Move Slow and Break Things

Alisdair Meredith

⏱ 90 minute session
beginner
intermediate
advanced
09:30-11:00, Friday, 4th April 2025
One of the principles that has significantly contributed to the successful evolution of C++ over many years is the goal of full backward compatibility and support for existing code written, compiled, and distributed with earlier versions of the language. The commitment to preserving not just source compatibility, but also ABI (binary) compatibility is strong. However, as the language evolves and accumulates new features, we can reveal issues with existing features, and we wish to remove harmful or misleading behavior or to reduce the complexity of growing redundancy.

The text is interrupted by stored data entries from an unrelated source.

PR #1435, opened 2023-07-28
ci: Use prev k8s version for upgrade e2e test

gracedo:
Made the change to use the same k8s version for upgrade tests since the previous version is compatible on 1.26

Held off on updating to 1.27 because it looks like there were issues with getting that build working in CI

depends on https://github.com/mesosphere/kommander-applications/pull/1455

```release-note

```

**Checklist**

### DIFF
--- a/make/test.mk
+++ b/make/test.mk
@@ -9,12 +9,12 @@ E2E_TIMEOUT       ?= 120m
 # flexible with our testing as well as testing against the same patch version as we deliver
 # by default with DKP.
 # See https://github.com/mesosphere/kind-docker-image-automation/ for the build repo.
-E2E_KINDEST_IMAGE ?= "mesosphere/kind-node-ci:v1.26.3"
+E2E_KINDEST_IMAGE ?= "ghcr.io/mesosphere/kind-node-ci:v1.26.6"
 
 # Kommander applications are upgraded on the previous k8s version first, before the cluster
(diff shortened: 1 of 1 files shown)


jimmidyson:
This is a tricky one because we do actually still install kommander on previous kubernetes version before kube version upgrade. That is the supported upgrade process afaik. We should probably test upgrading from both previous k8s version, and current version. Wdyt @gracedo?

cbuto (approved):

gracedo:
> This is a tricky one because we do actually still install kommander on previous kubernetes version before kube version upgrade. That is the supported upgrade process afaik. We should probably test upgrading from both previous k8s version, and current version. Wdyt @gracedo?

Hmm, you're right that it would be more accurate to use the previous k8s version for the upgrade test, because k-apps are upgraded first before upgrading k8s (at least for now). Although the main focus of the test here is to test the application upgrades (not too much focus on k8s version) we might as well mimic the actual upgrade scenario since it is easy to here. Install tests will still happen on current k8s version, upgrade tests will happen on previous k8s version.

takirala (approved):

gracedo:
I believe it's already been seen that current version gatekeeper is not compatible with 1.27 so the tests may fail -- will revert the last commit (trying out 1.27) if I see the same. Will let https://d2iq.atlassian.net/browse/D2IQ-97976 take care of the bump in that case once we get the apps in shape (have added a line to that ticket to bump the test version here)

The C++ Standard has adopted a process to advertise that we would like to remove or change a feature in some future Standard, allowing developers to adapt to such revised rules and to update their code at a time of their choosing, rather than as a cost of updating to the latest Standard. We call this process deprecation.

Eventually, the time comes to remove those deprecated features, even at the cost of sacrificing compatibility with code that has not taken the chance to update. Since backward compatibility is important, we move slowly, over a period of years and multiple Standards, but eventually we will break things.

This session will inform the audience of all the ways their code might break or change meaning when upgrading their code to C++26 and of some remaining deprecated features that could be a consideration for the anticipated C++29.

🏷 C++26
🏷 C++29
🏷 deprecation

Alisdair Meredith

Alisdair Meredith is a software developer at Bloomberg in New York and a previous chair of the C++ Standard Committee's Library Working Group. He has been an active member of the C++ committee for almost two decades. Through a lucky coincidence, his first meeting was the kick-off meeting for the project that would become C++11, as well as fixed the contents of the original library TR. He is currently working on the BDE project, Bloomberg's open source libraries that offer a foundation for C++ development, including a standard library implementation supporting the polymorphic allocator model that was ultimately adopted in C++17.